# RIP Gizmo (Non-GSD)



## TrickyShepherd (Aug 15, 2011)

Tonight I got horrible news that made me feel like a mac truck hit me. It's so hard to breathe right now. 

Exactly 1 year and 1 month after I PTS my golden retriever Peaches....

One of our other goldens, Gizmo, was PTS this morning. He was Peaches' son, and I raised him and his brother Teddy (who is still with my mother) from birth. My SO got a call this morning from my brother and told me tonight when he got home from work. It wasn't easy on either of us and my family is very broken up as well.
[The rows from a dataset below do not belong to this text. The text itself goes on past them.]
Issue #731, opened 2022-06-10
Metric Assignment Results: Preserve the rows open state


razvanpapadopol:
I just noticed that the result rows auto-collapse when changing the controls too. Would it be possible to leave opened results rows open on controls change? This is not very important so if it takes a lot of work, I say we ship your changes just like this (just a nice quality of life thing)!

_Originally posted by @aaronyan in https://github.com/Automattic/abacus/issues/726#issuecomment-1149275765_

After some investigation, it looks like this behavior also applies to changing the Analysis Strategy.

Related thread (no straight-forward solution): https://github.com/mbrn/material-table/issues/1021

aaronyan:
Thanks for moving this request to a separate issue, @razvanpapadopol! Too bad there's not a straight-forward fix.

PR #734, opened 2022-06-10
Experiment Results: update row open state handling

razvanpapadopol:
Fixes: https://github.com/Automattic/abacus/issues/731

This PR is addressing two main UX issues:
* Preserve the open state of the last active row when the A/B/n variation or the Analysis Strategy are updated
* Prevent the first metric from [automatically expanding](https://github.com/Automattic/abacus/pull/708) outside of the initial page load (eg: after any of the state updates mentioned above)

## How has this been tested?

  * Check if automatic expanding is prevented
  * Check if the opened state is persisted

### Additional manual testing instructions (please specify):
  * For any experiment, expand one of the rows and then change the Analysis Strategy. The last expanded row should be still open
  * For an A/B/n experiment, see the first row automatically expanded. Change Base/Change variations and see how the data updates while the row stays open
    * Close the first row to see many rows on the screen. Change Base/Change variations and the rows should stay closed


jessie-ross (approved):
LGTM! This seems like a cleaner solution than before.

(I haven't tested the UI of it.)

aaronyan (approved):
Yay, thanks for making this happen, @razvanpapadopol! LGTM. Tested locally too and works well!

PR #698, opened 2022-05-13
Update copy for the new recommendations

razvanpapadopol:
Add a couple of changes as per suggestions in https://github.com/Automattic/abacus/issues/660#issuecomment-1119167861
- Use present continuous when describing the 'winning' variant

Screenshot 2022-05-13 at 19 34 45

- Shorten the "not enough data" deployment recommendation

Screenshot 2022-05-13 at 19 35 24

## How has this been tested?

- Automated tests that cover added/changed functionality
- Manual testing with production data (locally)
- Manual testing with mock data (locally or on Vercel)
- Additional manual testing instructions (please specify):

PR #736, opened 2022-06-21
Experiment results: update wording of the analysis conclusion

razvanpapadopol:
As a follow-up of #698, let's use present continuous when describing the 'winning' variant everywhere. 

Before this change, there were cases for which Abacus says that a variant "wins" when analyzing the primary metric but the deployment recommendation was "Not enough certainty" because `isDataStrongEnough` with all the other checks was still negative.

Screenshot 2022-06-21 at 15 05 04

## How has this been tested?


aaronyan (approved):
LGTM! Thanks for adding this quick win and making sure the recommendation matches the analysis. 🙌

Part of me is really angry because I wasn't able to be there, but I also understand why I wasn't told. I started a new job and today was my first day on my own out of training.... my mother and brother didn't want me to be upset at work and possibly ruin a good opportunity. They meant well. Though, I could care less about work when it comes to this.... I wish I was there to say goodbye to the dog I watched being born, that I raised, trained, and grew up with. He was the best dog.... so easy, so happy, so loyal. Even as a puppy he never ONCE gave us any problems. Never chewed anything up, never went potty in the house, never ran off or acted out.... he had a heart of gold!
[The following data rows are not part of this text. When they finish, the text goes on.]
Issue #709, opened 2022-05-20
Add 'copy to clipboard' button next to the experiment name


razvanpapadopol:
A feature that might be useful when having to implement code, share an experiment or simply search for an experiment is the possibility to copy its name easily.

<img width="1267" alt="Screenshot 2022-05-20 at 19 56 39" src="https://user-images.githubusercontent.com/14192054/169576998-2a419035-1d78-4518-be8f-4aa9676c3284.png">

Here's an example from wp.com, after publishing a post:
<img width="349" alt="Screenshot 2022-05-20 at 19 47 50" src="https://user-images.githubusercontent.com/14192054/169577014-c5142e23-bf0f-4b15-b535-ecc8ee335ac9.png">

### Acceptance criteria:
- [ ] Implement the button next to the title
- [ ] Make sure the button is displayed correctly also when the title is displayed truncated (eg: `exp_name_...`)
- [ ] Add a confirmation after copying such as modifying the button label to "Copied!"

#### Bonus item:
* Add a possibility to quickly copy the experiment name in the "Create an experiment" wizard (on the last step maybe)

aaronyan:
Yess! I love this idea. Good call on making sure it displays correctly even when truncating the title.

> Add a confirmation after copying such as modifying the button label to "Copied!"

Yes please on a confirmation like this. If we go with a copy icon, then maybe we can do a checkmark icon to confirm it's been copied. Something like these two?

- [CopyContent](https://mui.com/material-ui/material-icons/?query=copy&selected=ContentCopy)
- [AssignmentTurnedIn](https://mui.com/material-ui/material-icons/?query=checkmark&selected=AssignmentTurnedIn)

razvanpapadopol:
Woah, I haven't seen those until now! ✨  
The jiggly feedback is fun but I'd try also with a checkmark, as Aaron suggested, for extra clarity.

PR #740, opened 2022-06-24
Add 'Copy to clipboard' feature

razvanpapadopol:
Fixes https://github.com/Automattic/abacus/issues/709

- [x] 'Copy to clipboard' functionality 
- [x] Integration of the `ClipboardButton` with the experiment name
- [x] The button itself with its states (default and done)
- [x] Snackbar notifications for success/error 

## How has this been tested?


src/components/general/ClipboardButton.tsx
```diff
@@ -0,0 +1,23 @@
+import { Button } from '@material-ui/core'
+import { Assignment, AssignmentTurnedIn } from '@material-ui/icons'
+import Clipboard from 'clipboard'
+import React, { useEffect, useState } from 'react'
+
+export default function ClipboardButton({ text = '' }: { text?: string }): JSX.Element {
+  const [label, setLabel] = useState('Copy')
+
+  useEffect(() => {
```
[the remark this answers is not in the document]
razvanpapadopol: Yes indeed. It works really well. Added in [a5ee138](https://github.com/Automattic/abacus/pull/740/commits/a5ee1383430265145aff3a25a0d994b3ee45ba38)
Thanks for the hint! 🥇

package.json
```diff
@@ -81,6 +81,7 @@
     "@typescript-eslint/parser": "^4.2.0",
     "babel-loader": "^8.1.0",
     "babel-plugin-remove-debug": "0.0.4",
+    "clipboard": "^2.0.11",
```
jessie-ross, line 84: I think we should use native API for this instead of adding a library:
https://www.w3.org/TR/clipboard-apis/#dom-clipboard-write

We can rely on Experimenters having modern browsers :)

razvanpapadopol: We have this library as a dependency also [in wp-calypso](https://github.com/Automattic/wp-calypso/blob/trunk/client/package.json#L101) for a similar [Clipboard component](https://github.com/Automattic/wp-calypso/blob/trunk/client/components/forms/clipboard-button/index.jsx). If migrated to [@automattic/components ](https://github.com/Automattic/wp-calypso/tree/trunk/packages/components) we could've used it directly as a React component 😁 

I was considering using the native API for simplicity but I thought the "Security context" requirement is a problem for local development.
> Secure context: This feature is available only in [secure contexts](https://developer.mozilla.org/en-US/docs/Web/Security/Secure_Contexts) (HTTPS)
*[See it [mentioned here](https://developer.mozilla.org/en-US/docs/Web/API/Clipboard) at the top of the page]

💡 However, I've just discovered that we could use the flag `--unsafely-treat-insecure-origin-as-secure` to 'whitelist' Abacus local URL. It is a bit of a trade-off IMO but I'm ok with it since it's just when testing this type of functionality. WDYT?

jessie-ross: > We have this library as a dependency also [in wp-calypso](https://github.com/Automattic/wp-calypso/blob/trunk/client/package.json#L101) for a similar [Clipboard component](https://github.com/Automattic/wp-calypso/blob/trunk/client/components/forms/clipboard-button/index.jsx). If migrated to [@automattic/components ](https://github.com/Automattic/wp-calypso/tree/trunk/packages/components)we could've used it directly as a React component 😁

Yeah that makes sense if that's something you'd like to do.

> 💡 However, I've just discovered that we could use the flag --unsafely-treat-insecure-origin-as-secure to 'whitelist' Abacus local URL. It is a bit of a trade-off IMO but I'm ok with it since it's just when testing this type of functionality. WDYT? Or do you know better (safer) solutions?

I think it would be ok not having this feature available when running locally 🤷 

The tradeoff here is not having an extra dep, which I think is very important in terms of keeping Abacus as lean as possible and making upgrades as simple as possible.

razvanpapadopol: Switched to using the native API in [27d6c1d](https://github.com/Automattic/abacus/pull/740/commits/27d6c1d1ffc981142179c9f8b77e46d2ce552350)
Works well, including testing on local, with the [Chrome flag](https://github.com/Automattic/abacus/pull/740#discussion_r908715048)

src/components/general/ClipboardButton.tsx
```diff
@@ -0,0 +1,33 @@
...
+
+  const setClipboard = () => {
+    navigator.clipboard
+      .writeText(text)
+      .then(() => {
+        setWasTextCopied(true)
+        enqueueSnackbar(`${targetName} copied!`, { variant: 'success' })
+        return
+      })
+      .catch(() => enqueueSnackbar('Copying failed!', { variant: 'error' }))
```
jessie-ross, line 24: Let's also log the error to console, and maybe include the error message here.

jessie-ross (approved):
This is looking good!

Issue #712, opened 2022-05-24
Prevent experiment creation with over 12 month duration


aaronyan:
Abacus prevents experiments from being displayed if an experiment has a [duration > 12 months](https://github.com/Automattic/abacus/blob/d7b8c5fef81c51df31afa75873f9c005cc7184e0/src/lib/schemas.ts#L413). We should prevent experiments from being created that have a duration over 12 months! :)

Potential action items:

- [x] Prevent experiments with over 12 month duration from being created.
*Possible N/A. See https://github.com/Automattic/abacus/issues/712#issuecomment-1170234174
- [x] Remove the limit when displaying experiments, so experiments can always be displayed (in case an advanced experimenter manually creates an experiment not in Abacus).
*Fixed in https://github.com/Automattic/abacus/pull/741

aaronyan:
Thanks for posting the UI validation, @razvanpapadopol. I'm going to check off the first item for now; we'll keep this in mind if we happen to see an experiment created with over 12 months through Abacus.

aaronyan:
This looks good to close!

PR #741, opened 2022-06-29
Enable displaying longer experiments

razvanpapadopol:
Part of https://github.com/Automattic/abacus/issues/712

>  Remove the limit when displaying experiments, so experiments can always be displayed (in case an advanced experimenter manually creates an experiment not in Abacus).

## How has this been tested?


jessie-ross (approved):
Thanks for fixing this!

In general there are probably other things that we can move from the FullNew schemas to the Full schemas.

PR #746, opened 2022-07-11
Add Min Diff Calculator

jessie-ross:
**This PR adds a min practical difference calculator to our metric creation wizard.**

Part of 423-gh-Automattic/experimentation-platform


jessie-ross:
We need to specify what kind of revenue we are asking for, should we ask for revenue per month or per year:

Screen Shot 2022-07-21 at 3 43 24 pm

In the case of per month we will have to annualise the figure across subscribers to get ARPU.

I'm guessing per month is what we want to ask for here

jessie-ross:
Ah, I thought ARPU was per year but it actually doesn't specify a unit of time, do we use it per month?

jessie-ross:
**Update:**
- Added tests.
- Disabled the sample size inverse norm as it wasn't importing correctly for some reason.
- Cleaned up the language a bit.
- Turned the NaNs to zeros and added rounding.

This is ready for review.

aaronyan:
> We need to specify what kind of revenue we are asking for, should we ask for revenue per month or per year

I like asking for revenue per month, since it matches with # of participants we're asking.

> Ah, I thought ARPU was per year but it actually doesn't specify a unit of time, do we use it per month?

Yeah, there's no unit of time for ARPU and has units $ per user. ARPU = (revenue per n time) / (number of participants per n time). The n time cancels out; we just need to make sure that # of participants and the revenue ask for the same time unit.

jessie-ross:
Yeah absolute revenue values are really weird as we run everything on a subscriber basis, I think we should really be using the ARPUPM (Average revenue per user per month) everywhere. Otherwise it is really ARPU over the experimentation period.

Anyway I have changed some language referring to revenue, let me know what you think 🙂

aaronyan:
The language for both conversion and revenue metrics looks really good! I'm a fan of the simple yet descriptive language.

src/components/experiments/wizard/MinDiffCalculator.tsx
```diff
@@ -0,0 +1,378 @@
...
+    },
+  }),
+)
+
+function nanToZero(x: number): number {
+  return isNaN(x) ? 0 : x
+}
+
+function roundToNumPlaces(x: number, nPlaces: number): number {
+  return Math.round(x * Math.pow(10, nPlaces)) * Math.pow(10, -nPlaces)
```
razvanpapadopol, line 56:
```suggestion
  return Math.round(x * Math.pow(10, nPlaces)) / Math.pow(10, nPlaces)
```

Because of JS precision issues with small numbers. 
Eg: `Math.pow(10, -4)` returns 0.0000999...

src/components/experiments/wizard/MinDiffCalculator.tsx
```diff
@@ -0,0 +1,378 @@
...
+                  id={`extra-revenue-${calculatorUniqueId}`}
+                  value={metricRevenuePerMonthMinPracticalDiff}
+                  onChange={onChangeMetricRevenuePerMonthMinPracticalDiff}
+                  label='Extra revenue / month'
+                  placeholder='1500'
+                  variant='outlined'
+                  fullWidth
+                  required
+                  type='number'
+                  helperText={`= ${roundToNumPlaces(nanToZero(metricMinimumPracticalDifferenceLift), 4)}% lift`}
```
razvanpapadopol, line 272:
```suggestion
                  helperText={`= ${roundToNumPlaces(nanToZero(metricMinimumPracticalDifferenceLift), 2)}% lift`}
```
2 decimals for the Revenue lift should be more than enough 😁

src/components/experiments/wizard/Metrics.tsx
```diff
@@ -400,69 +463,110 @@ const Metrics = ({
...
+                                name={`experiment.metricAssignments[${index}].minDifference`}
+                                id={`experiment.metricAssignments[${index}].minDifference`}
+                                metricParameterType={indexedMetrics[metricAssignment.metricId].parameterType}
+                              />
+                              <ToggleButton
+                                value='check'
+                                selected={activeMinDiffCalculatorList[index]}
+                                onChange={handleMinDiffCalculatorToggle.bind(null, index)}
+                                className={classes.minDifferenceCalculatorToggle}
+                                title='Min Difference Calculator'
```
razvanpapadopol, line 534:
```suggestion
                                title='Minimum Difference Calculator'
```

razvanpapadopol (approved):
The new feature and its implementation look great, @jessie-ross 🚀 
Thanks for the added tweaks, cleanup, and tests!

I've noticed just an issue with the precision of Revenue hints and left also a couple of minor suggestions. They can be all committed straight away before merging.

Here are also some ideas for potential follow-ups:
- improve the UX of calculator input when typing/pasting values. Currently, the default `0` feels a bit in the way
- For some reason, I don't find the `ArrowDropDown` icon descriptive enough. Maybe we try the `CalculateIcon` once we migrate to the latest MUI version.
- Add tests to the `MinDiffCalculator` component itself

src/components/experiments/wizard/MinDiffCalculator.tsx
jessie-ross: Ah nice catch! I was wondering why I was getting some weirdness after rounding!

src/components/experiments/wizard/Metrics.tsx
razvanpapadopol: Oops, the test needs an update because of this:
https://github.com/Automattic/abacus/pull/746/files#diff-73dbfe1b22a94de480885abb5ea9134f65519605ec205da95f80cb3ad69ca57cR94

PR #751, opened 2022-07-27
Health Report: add platform exception for Assignment distribution indicators

razvanpapadopol:
Related to https://github.com/Automattic/experimentation-platform/issues/751#issuecomment-1195985251
Fixes https://github.com/Automattic/abacus/issues/786

* Stop displaying Assignment distribution health check indicators for `Mlsales` platform.
* Don't take into consideration these indicators for the top-right health check overview.
* Include `Mlsales` platform to the whitelist so minimum runtime is ignored when displaying a deployment recommendation.

#### Demo (using 20827-explat-experiment)

* Before
Screen Shot 2022-10-01 at 00 47 22

* After
Screen Shot 2022-10-01 at 00 51 44

## Follow up idea:
- [ ] Extract existing Platform related customizations to a single config object

## How has this been tested?

- Manual testing with production data (use experiment `20720`):
     * With these changes applied, health indicators "Assignment distribution" and "Assignment distribution without crossovers and spammers" should be hidden from the Health Report of experiments running on `email` platform (to be replaced with `mlsales`) 
    * Also, the two indicators won't be taken into consideration when displaying the general health status at top-right of Experiment Results screen.


aaronyan (commented):
LGTM! Thanks for the making the issue changes and including additional improvements like runtime whitelist.

src/lib/recommendations.ts
```diff
@@ -156,7 +156,7 @@ const maxSafeKruschke = {
 }
 
 const minSafeRuntimeInDays = 7
-export const runtimeWhitelistedPlatforms = [Platform.Email, Platform.Pipe]
```
jessie-ross, line 159: I think this should be in `analyses.ts` as that is where we calculate the health indicators, maybe `minSafeRuntime` too.

jessie-ross (approved):
LGTM! (See comment.)

PR #757, opened 2022-08-08
Add four new supported platforms

aaronyan:
See 751-gh-Automattic/experimentation-platform. Adds four new supported platform to Abacus:

- `mlsales`
- `tumblr`
- `woocommerceandroid`
- `woocommerceios`

## How has this been tested?


bperson (approved):

src/lib/schemas.ts
```diff
@@ -331,13 +331,17 @@ export interface Variation extends yup.InferType<typeof variationSchema> {}
...
-  DayOne = 'dayone',
+  Dayone = 'dayone',
   Email = 'email',
   Jetpack = 'jetpack',
   Lohp = 'lohp',
+  Mlsales = 'mlsales',
   Pipe = 'pipe',
+  Tumblr = 'tumblr',
   Wccom = 'wccom',
-  WooCommerce = 'woocommerce',
```
jessie-ross, line 340: Hmm, any reason we are removing the CamelCase?

aaronyan: No strong reason. I was thinking it would help simplify the enums by only having the first letter capitalized. 

I wasn't sure if we should do `WooCommerceAndroid` or `WooCommerceandroid` since we already have `Wpandroid`. If we do `WooCommerceAndroid`, then should it be `WPAndroid`? 😅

I am feeling like I had no closure on this.... and all I keep thinking is that I hope he doesn't think I abandoned or forgot about him. I am absolutely torn from this. 
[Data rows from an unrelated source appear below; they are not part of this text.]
PR #447, opened 2025-08-23
Quick wins: block styling and admin view

### LINKED ISSUE #380: Content block is half-width on tablet
Image

### LINKED ISSUE #384: Create new blocks in open state
Right now when you add a new block to the pages layout, it is rendered in it's collapsed state. It makes more sense to me to render it in it's open/uncollapsed state. I assume this is just some default param from Payload that we can change. 

Image

Should check other collections to see if those need to be updated too.

### LINKED ISSUE #434: Media block is always left aligned
**Describe the bug**
Media from the media block is always aligned with the left margin

**To Reproduce**

1. Go to any page
2. Add Media Block
3. Publish

**Expected behavior**
I would expect to be able to choose whether it's left, center or right aligned on the page

**Screenshots**
https://sac.avy-fx.org/about/about-us

Image

**Environment details**

- Desktop
- Chrome

**Existential musings**
If you get on the plane last you can sit wherever you want... whatever seats that are open aren't going to be filled.

rchlfryn:
### Description
* Centers media block images
* Fixes admin view for initially adding a block to be open instead of collapased
* Fixes content width on tablet

### Issue
Fixes #434 
Fixes #384
Fixes #380

### DIFF
--- a/src/blocks/MediaBlock/Component.tsx
+++ b/src/blocks/MediaBlock/Component.tsx
@@ -36,13 +36,13 @@ export const MediaBlock = (props: Props) => {
       {(media || staticImage) && (
         <Media
           className="my-0"
-          imgClassName={cn(imgClassName)}
+          imgClassName={cn('mx-auto', imgClassName)}
           resource={media}
           src={staticImage}
         />
       )}
       {caption && (
-        <div className={cn({ container: !disableInnerContainer }, captionClassName)}>
+        <div className={cn('mt-4', { container: !disableInnerContainer }, captionClassName)}>
           <RichText data={caption} enableGutter={false} className="text-xs" />
         </div>
       )}
--- a/src/collections/Pages/index.ts
+++ b/src/collections/Pages/index.ts
@@ -125,7 +125,7 @@ export const Pages: CollectionConfig<'pages'> = {
               ],
               required: true,
               admin: {
-                initCollapsed: true,
+                initCollapsed: false,
               },
             },
           ],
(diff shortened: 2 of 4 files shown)


src/blocks/MediaBlock/Component.tsx
```diff
@@ -36,13 +36,13 @@ export const MediaBlock = (props: Props) => {
       {(media || staticImage) && (
         <Media
           className="my-0"
-          imgClassName={cn(imgClassName)}
+          imgClassName={cn('mx-auto', imgClassName)}
```
busbyk, line 39: So now images are always centered. It would be sweet to use the [alignContent field](https://github.com/NWACus/web/blob/main/src/fields/alignContent.ts) for this component like it's used in the GenericEmbed block.

src/collections/Pages/index.ts
```diff
@@ -125,7 +125,7 @@ export const Pages: CollectionConfig<'pages'> = {
               ],
               required: true,
               admin: {
-                initCollapsed: true,
+                initCollapsed: false,
```
busbyk, line 128: It would be sweet to have blocks initialize open when adding a new one but closed when visiting a a page. I just had the experience of opening up the blocks page and now all of the blocks are expanded by default. Since there are so many my first step was to click "collapse all" to scroll down and add a new one to the bottom. But I don't think we have separate behaviors there. 🤷

busbyk (commented):
@rchlfryn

Soon, his ashes will join Peaches up on the mantle watching over my mother's home, where everything happened.... where we were all raised and had all our good times. This way they are always part of our family.

RIP Gizmo... you will be forever loved and missed buddy. Run free.

He was 1 years old in this picture. 2000. He was so happy to put up with all our antics... he just wanted to be loved. What a fantastic dog he was. Truly a blessing to have in our lives for the time we did.









This poem really helped me when I lost Peaches.... and now it's there to remind me that this was the best thing for Gizmo too, and I am glad my family didn't wait too long to give this selfless, kind gift of painless freedom. The pain is still very strong though.
* 
From a Grateful Dog
You're giving me a special gift,
So sorrowfully endowed,
And through these last few cherished days,
Your courage makes me proud.
But really, love is knowing
When your best friend is in pain,
And understanding earthly acts
Will only be in vain.
So looking deep into your eyes,
Beyond, into your soul,
I see in you the magic that will
Once more make me whole.
The strength that you possess,
Is why I look to you today,
To do this thing that must be done,
For it's the only way.
That strength is why I've followed you,
And chose you as my friend,
And why I've loved you all these years...
My partner till the end.
Please, understand just what this gift
You're giving, means to me,
It gives me back the strength I've lost,
And all my dignity.
You take a stand on my behalf,
For that is what friends do.
And know that what you do is right,
For I believe it, too.
So one last time, I breathe your scent,
And through your hand I feel,
The courage that's within you,
To grant me this appeal.
Cut the leash that holds me here,
Dear friend, and let me run,
Once more a strong and steady dog,
My pain and struggle done.
And don't despair my passing,
For I won't be far away,
Forever here, within your heart,
And memory I'll stay.
I'll be there watching over you,
Your ever-faithful friend,
... a young dog once again.*


----------



## mysweetkaos (Sep 20, 2011)

I am SO sorry for your loss.


----------



## KZoppa (Aug 14, 2010)

Oh gosh... i'm sorry doesnt really seem to be enough for situations like this. ~hugs~


----------



## Loneforce (Feb 12, 2012)

:rip: ' Gizmo ' Sorry for your loss


----------



## CeCe (Jun 1, 2011)

I'm sorry for your loss. He sounds like he was a wonderful boy who lived a long and happy life. It's so hard when our "babies" leave us.


----------



## TrickyShepherd (Aug 15, 2011)

Thanks everyone. He is missed very much already. My siblings and I grew up with these dogs, so it has definitely hit hard. Even with all of us grown and out of the house, these dogs are a big part of us. It's been very hard.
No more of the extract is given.